At present, the experts from the European Society of Cardiology [32], the American Heart Association [33] and the Russian Society of Cardiology [34] recommend that patients with COVID-19 who had indications for ACEIs/ARBs and were taking these drugs before the infection should continue them because there is no evidence of their inefficacy in such patients.
Also, there are no experimental or clinical data demonstrating positive or negative effects of ACEIs/ARBs or other RAAS antagonists in patients with COVID-19, as well as in patients with COVID-19 and a history of CVD. If a patient with CVD is infected with COVID-19, the treatment strategy should account for their overall symptoms and hemodynamics.

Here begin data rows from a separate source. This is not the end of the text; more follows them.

PR #873, opened 2017-02-25
Add |notify|

HoeenCoder:
Discussed in staff, not decided on yet so shouldn't be merged.

Adds the ability to highlight a user through protocol. This is used for declares.

 - `|notify|message to display when hovering room tab` Highlights the user normally in the room. http://imgur.com/a/wcj1k (note this image is from a global declare test, but global declares do not highlight in all rooms)

 - `|globalnotify|message` Sends a PM box from `~` with the message, accepts HTML, also sends a notification sound.

EDIT: update information to match changes

Paired with server pull request: https://github.com/Zarel/Pokemon-Showdown/pull/3294

### DIFF
--- a/js/client-chat.js
+++ b/js/client-chat.js
@@ -1237,12 +1237,12 @@
 					this.$chat.append('<div class="notice">' + Tools.sanitizeHTML(row.slice(1).join('|')) + '</div>');
 					break;
 
-				case 'globalhighlight':
-				case 'highlight':
+				case 'globalnotify':
+				case 'notify':
 					if (!Tools.prefs('mute') && Tools.prefs('notifvolume')) {
 						soundManager.getSoundById('notif').setVolume(Tools.prefs('notifvolume')).play();
 					}
-					if (row[0] !== 'globalhighlight') this.notifyOnce("Highlighted by a declare", "\"" + row.slice(1).join('|') + "\"", 'highlight');
+					if (row[0] !== 'globalnotify') this.notifyOnce("You have a notification", "\"" + row.slice(1).join('|') + "\"", 'highlight');
 					break;
 
 				case 'error':
--- a/js/client-chat.js
+++ b/js/client-chat.js
@@ -1238,12 +1238,9 @@
 					break;
 
 				case 'globalnotify':
-					if (app.user.lastGlobalNotify !== row.slice(1).join('|')) {
-						app.rooms[''].addPM('~', '/html ' + row.slice(1).join('|'), '' + this.room.users[app.user.changed.userid]);
-						if (!Tools.prefs('mute') && Tools.prefs('notifvolume')) {
-							soundManager.getSoundById('notif').setVolume(Tools.prefs('notifvolume')).play();
-						}
-						app.user.lastGlobalNotify = row.slice(1).join('|');
+					app.rooms[''].addPM('~', '/raw ' + row.slice(1).join('|'), '' + this.users[app.user.changed.userid]);
+					if (!Tools.prefs('mute') && Tools.prefs('notifvolume')) {
+						soundManager.getSoundById('notif').setVolume(Tools.prefs('notifvolume')).play();
 					}
 					break;
 
--- a/js/client-chat.js
+++ b/js/client-chat.js
@@ -1238,9 +1238,12 @@
 					break;
 
 				case 'globalnotify':
-					app.rooms[''].addPM('~', '/html ' + row.slice(1).join('|'), '' + this.room.users[app.user.changed.userid]);
-					if (!Tools.prefs('mute') && Tools.prefs('notifvolume')) {
-						soundManager.getSoundById('notif').setVolume(Tools.prefs('notifvolume')).play();
+					if (app.user.lastGlobalNotify !== row.slice(1).join('|')) {
+						app.rooms[''].addPM('~', '/html ' + row.slice(1).join('|'), '' + this.room.users[app.user.changed.userid]);
+						if (!Tools.prefs('mute') && Tools.prefs('notifvolume')) {
+							soundManager.getSoundById('notif').setVolume(Tools.prefs('notifvolume')).play();
+						}
+						app.user.lastGlobalNotify = row.slice(1).join('|');
 					}
 					break;
 					
--- a/js/client-chat.js
+++ b/js/client-chat.js
@@ -1237,17 +1237,12 @@
 					this.$chat.append('<div class="notice">' + Tools.sanitizeHTML(row.slice(1).join('|')) + '</div>');
 					break;
 
+				case 'globalhighlight':
 				case 'highlight':
-					var soundOnly = row[1] === 'global';
-					this.$chat.append('<div class="notice">' + Tools.sanitizeHTML(row.slice((soundOnly ? 2 : 1)).join('|')) + '</div>');
 					if (!Tools.prefs('mute') && Tools.prefs('notifvolume')) {
 						soundManager.getSoundById('notif').setVolume(Tools.prefs('notifvolume')).play();
 					}
-					if (!soundOnly) {
-						var $lastMessage = this.$chat.children().last();
-						var notifyText = $lastMessage.html().indexOf('<span class="spoiler">') >= 0 ? '(spoiler)' : $lastMessage.children().last().text();
-						this.notifyOnce("Highlighted by a declare", "\"" + notifyText + "\"", 'highlight');
-					}
+					if (row[0] !== 'globalhighlight') this.notifyOnce("Highlighted by a declare", "\"" + Tools.escapeHTML(row.slice(1).join('|')) + "\"", 'highlight');
 					break;
 
 				case 'error':
--- a/js/client-chat.js
+++ b/js/client-chat.js
@@ -1246,7 +1246,7 @@
 						app.user.lastGlobalNotify = row.slice(1).join('|');
 					}
 					break;
-					
+
 				case 'notify':
 					if (!Tools.prefs('mute') && Tools.prefs('notifvolume')) {
 						soundManager.getSoundById('notif').setVolume(Tools.prefs('notifvolume')).play();
--- a/js/client-chat.js
+++ b/js/client-chat.js
@@ -1242,7 +1242,7 @@
 					if (!Tools.prefs('mute') && Tools.prefs('notifvolume')) {
 						soundManager.getSoundById('notif').setVolume(Tools.prefs('notifvolume')).play();
 					}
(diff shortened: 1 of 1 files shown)


js/client-chat.js
```diff
@@ -1237,6 +1237,19 @@
 					this.$chat.append('<div class="notice">' + Tools.sanitizeHTML(row.slice(1).join('|')) + '</div>');
 					break;
 
+				case 'highlight':
+					var soundOnly = row[1] === 'global';
+					this.$chat.append('<div class="notice">' + Tools.sanitizeHTML(row.slice((soundOnly ? 2 : 1)).join('|')) + '</div>');
```
Slayer95: Can we have this independent from chat?

HoeenCoder: You'll have to be more specific, I don't understand what you mean by that.

Slayer95: For ``|highlight|`` to only notify. No chat message.

js/client-chat.js
```diff
@@ -1237,6 +1237,16 @@
 					this.$chat.append('<div class="notice">' + Tools.sanitizeHTML(row.slice(1).join('|')) + '</div>');
 					break;
 
+				case 'globalhighlight':
+				case 'highlight':
+					if (!Tools.prefs('mute') && Tools.prefs('notifvolume')) {
+						soundManager.getSoundById('notif').setVolume(Tools.prefs('notifvolume')).play();
+					}
+					if (row[0] !== 'globalhighlight') {
+						this.notifyOnce("Highlighted by a declare", "\"" + Tools.escapeHTML(row.slice(1).join('|')) + "\"", 'highlight');
```
Slayer95: ``notifyOnce`` doesn't parse HTML, so no need to escape it.

Morfent:
Should users be able to configure whether these messages highlight them, if only for consistency with the other ways they can get highlighted?

Zarel:
I would rather not do this this way.

Actually, we need to refactor global declares probably.

They should be handled very largely client-side. They also need to appear when the user isn't in any rooms, probably as a PM. We already implement PMs to/from `~`

sparkychildcharlie:
I personally really love how this works.  It would work well in tandem with room games that don't have a method of highlighting users when it's their turn (like tournaments).  Having an extra protocol "tag" that hl's people could make it easier to notify people when it's their turn or when a game starts.

Zarel:
I'm still recommending that the global declare be refactored.

The regular declare can stay, but the message still needs to be changed.

Zarel:
You often have a temptation to write messages to users the way you name variables. Don't. "Highlight" doesn't mean anything to the user.

You should actually do it the other way around. Name variables the way you'd write messages to users. So don't call it `highlight`, call it `notify`.

HoeenCoder:
Ok I haven't done the global declare refactor yet because I wanted to ask a few questions about it. 

I know that you want it to show up in a PM as well as rooms, but what should the PM name be (I haven't checked if its possible to send an unnammed PM yet if so ignore this Q). 

I've considered replacing the server side implementation almost completly, the issue is declares wouldn't stick around on the server rooms since the message isn't stored on the server that way. I think we should just stick with our current setup + a PM and notification sound for it.

Zarel:
The PM should be from `~`.

...I should probably actually implement the PM facility first, shouldn't I?

HoeenCoder:
If you haven't, yes. I haven't gotten a chance to research client side PM code yet.

sparkychildcharlie:
I know this isn't my pull request but i'd like to (bump).  

While it's established that this isn't effective for global declares, I'd still like to request for this (the room notify one at least) to be implemented, as it would help notify users immensely with certain games in rooms, such as uno, scavengers and other potential activities, in the same way tours will spawn a notification.

Zarel:
New idea: PM yourself!!!!

Zarel:
Getting a PM from yourself might be kind of awkward, but honestly PMs from the server work the same way.

HoeenCoder:
Actually @Zarel what about a PM from `~`? ex: `user.send('|pm|~|' + user.group + user.name + '|/html <div class="broadcast-blue"><b>' + message + '</b></div>');` Only possible issue is the semicolon is colored.

Zarel:
Yeah, in hindsight, that's probably better.

HoeenCoder:
I tracked the last global declare in ``app.user``, if theres a better place to track it, or a better way to prevent spam from globalnotify pms, feel free to correct me.

HoeenCoder:
Hold off on merging this, for some reason globalnotify isn't getting to the client, will work more on this when I get some more time tommorow.

sparkychildcharlie:
If I'm not mistaken, PMs starting with ``/html`` will show the user's name as opposed to ``/raw`` which simply shows the html and nothing more.  I think ``/raw`` will be preferable in this, specially since a lot of side servers generally use HTML styling in their global declares.

HoeenCoder:
@Zarel tested and ready for review.

js/client-chat.js
```diff
@@ -1237,6 +1237,20 @@
...
+					if (!Tools.prefs('mute') && Tools.prefs('notifvolume')) {
+						soundManager.getSoundById('notif').setVolume(Tools.prefs('notifvolume')).play();
+					}
+					break;
+
+				case 'notify':
+					if (!Tools.prefs('mute') && Tools.prefs('notifvolume')) {
+						soundManager.getSoundById('notif').setVolume(Tools.prefs('notifvolume')).play();
+					}
+					this.notifyOnce("You have a notification", "\"" + row.slice(1).join('|') + "\"", 'highlight');
```
Zarel: `You have a notification` is pretty vague here.

Zarel: "The staff in `roomid` made a declaration"?

HoeenCoder: I did that because as @sparkychildcharlie suggested it can also be used for games, ect. (UNO)

Zarel: Maybe `|html|[html]` and `|html-notify|[notification message]|[html]`

HoeenCoder: Not sure what you mean by that in the context of this review box

Zarel: Oh, wait, nevermind, I see, you're making `|notify|` a separate message. I'd say just pass both the title and message into `|notify|`.

HoeenCoder: Yeah i seperated notify and globalnotify since they function differently now. One Hls you in a room, the other dosent HL in rooms. 

Currently when /declare is used, it sends `|notify|${Chat.escapeHTML(target)}` to the client, the client then takes whatever is after `|notify|` and puts that as the notification reason. I'm not sure what you mean by "pass both the title and message into `|notify|`"

sparkychildcharlie: I think Zarel means something like ``|notify|title|message``

Zarel: ^

HoeenCoder: Oh sure, sorry about the confusion. I'll start on that.

js/client-chat.js
```diff
@@ -1237,6 +1237,20 @@
 					this.$chat.append('<div class="notice">' + Tools.sanitizeHTML(row.slice(1).join('|')) + '</div>');
 					break;
 
+				case 'globalnotify':
+					app.rooms[''].addPM('~', '/raw ' + row.slice(1).join('|'), '' + this.users[app.user.changed.userid]);
```
Zarel: This one's inconsistent now, anyway.

Just make global declares show up as PMs server-side.

js/client-chat.js
```diff
@@ -1237,6 +1237,20 @@
...
+					if (!Tools.prefs('mute') && Tools.prefs('notifvolume')) {
+						soundManager.getSoundById('notif').setVolume(Tools.prefs('notifvolume')).play();
```
Zarel: PMs already make bleeps, don't they?

js/client-chat.js
```diff
@@ -1237,6 +1237,13 @@
 					this.$chat.append('<div class="notice">' + Tools.sanitizeHTML(row.slice(1).join('|')) + '</div>');
 					break;
 
+				case 'notify':
+					if (!Tools.prefs('mute') && Tools.prefs('notifvolume')) {
+						soundManager.getSoundById('notif').setVolume(Tools.prefs('notifvolume')).play();
+					}
+					this.notifyOnce(row[1], "\"" + row.slice(2).join('|') + "\"", 'highlight');
```
Zarel: Do we need the `\"...\"`?

HoeenCoder: Other notifications (read highlights) have "quotes" around the notification message, as seen here https://github.com/Zarel/Pokemon-Showdown-Client/blob/master/js/client-chat.js#L1493

Zarel: Highlights have quotes because the message is from another user, not from PS itself. Messages from PS itself do not have quotes.

Declares, on the other hand, are intentionally designed to look like they're from PS itself.

Zarel: Like, you see the grammatical difference between:

`Sam said, "hi sup"`

`The game is ending soon`

Zarel: A declare is intended to be a message like the latter two: They're formatted to be official server announcements, rather than `/wall`, which is formatted to be more like a message from staff.

Zarel: Incidentally: maybe `/wall` should highlight. That _is_ what its name is supposed to do.

HoeenCoder: Alright, thanks for the clarification, and for /wall i think it shouldn't mass HL, its constantly used to grab attention in a more subtle manner. An example is the host of a mafia game (assuming they are % or up), they use /wall to announce the player list, deaths, anything of importance really. But non-players don't want to be Hled by that tbh, it would become annoying quickly.

panpawn:
I think having the title for most stuff start with the roomid, like, ``<lobby> Modchat was turned on`` would be nice.  (Obviously global declares would be an exception)

HoeenCoder:
I dont think requiring the client to add the roomid is nessecary, If its wanted the server can send that.

panpawn:
>I dont think requiring the client to add the roomid is nessecary, If its wanted the server can send that.
Yeah, true.

js/client-chat.js
```diff
@@ -1237,6 +1237,13 @@
 					this.$chat.append('<div class="notice">' + Tools.sanitizeHTML(row.slice(1).join('|')) + '</div>');
 					break;
 
+				case 'notify':
+					if (!Tools.prefs('mute') && Tools.prefs('notifvolume')) {
+						soundManager.getSoundById('notif').setVolume(Tools.prefs('notifvolume')).play();
+					}
+					this.notifyOnce(row[1], row.slice(2).join('|'), 'highlight');
```
Zarel: Why isn't the sound thingy part of `notifyOnce`, anyway?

RAAS activation plays a crucial role in the pathogenesis of many CVD. Long-term effects of increased renin and angiotensin II production and the activity of the sympathetic nervous system include left ventricular hypertrophy, dyslipidemia, arrythmias, hypercoagulation, endothelial dysfunction, insulin resistance, and metabolic syndrome. ACEIs and ARBs that have been studied and successfully used in the clinical setting for many years are first-choice drugs for treating chronic heart failure, AH, renal disorders, and diabetes mellitus [35, 36].
The ACE2-dependent entry of SARS-CoV-2 into the host cell can be blocked by camostat mesylate, the inhibitor of serine protease TMPRSS2 used by SARS-CoV-2 for S protein priming. Camostat mesylate is a promising candidate for further trials [37].
Among the antivirals for treating flu, oseltamivir does not have any effect on SARS-CoV-2 although preliminary studies have demonstrated some positive effects of favipiravir. tab. 2 features a few drugs which are now in clinical trials or being considered as candidates for clinical trials in patients with COVID-19.

Conclusion

The data collected so far suggest a high prevalence of comorbidities in middle-aged and old patients with COVID-19. The most common cardiovascular conditions are AH (about 15%), diabetes mellitus (7.4–20%) and CAD (about 2.5%). Patients with COVID-19 and a pre-existing cardiovascular pathology are at high risk of developing ARDS, shock and death. Acute cardiac failure and ARDS are regarded as predictors of poor outcomes in patients with COVID-19.
It is crucial to study different aspects of screening, diagnostics, clinical manifestations, prevention and management of patients with COVID-19. As the infection spreads and more data are accumulated, risk factors for cardiovascular complications should be thoroughly investigated.
Perhaps, creating a registry of patients with COVID-19 and systemic reporting of clinical symptoms and cardiovascular and other complications will help to elucidate the characteristics of the infected patients, develop approaches to the treatment and prevention and design a risk model for predicting complications.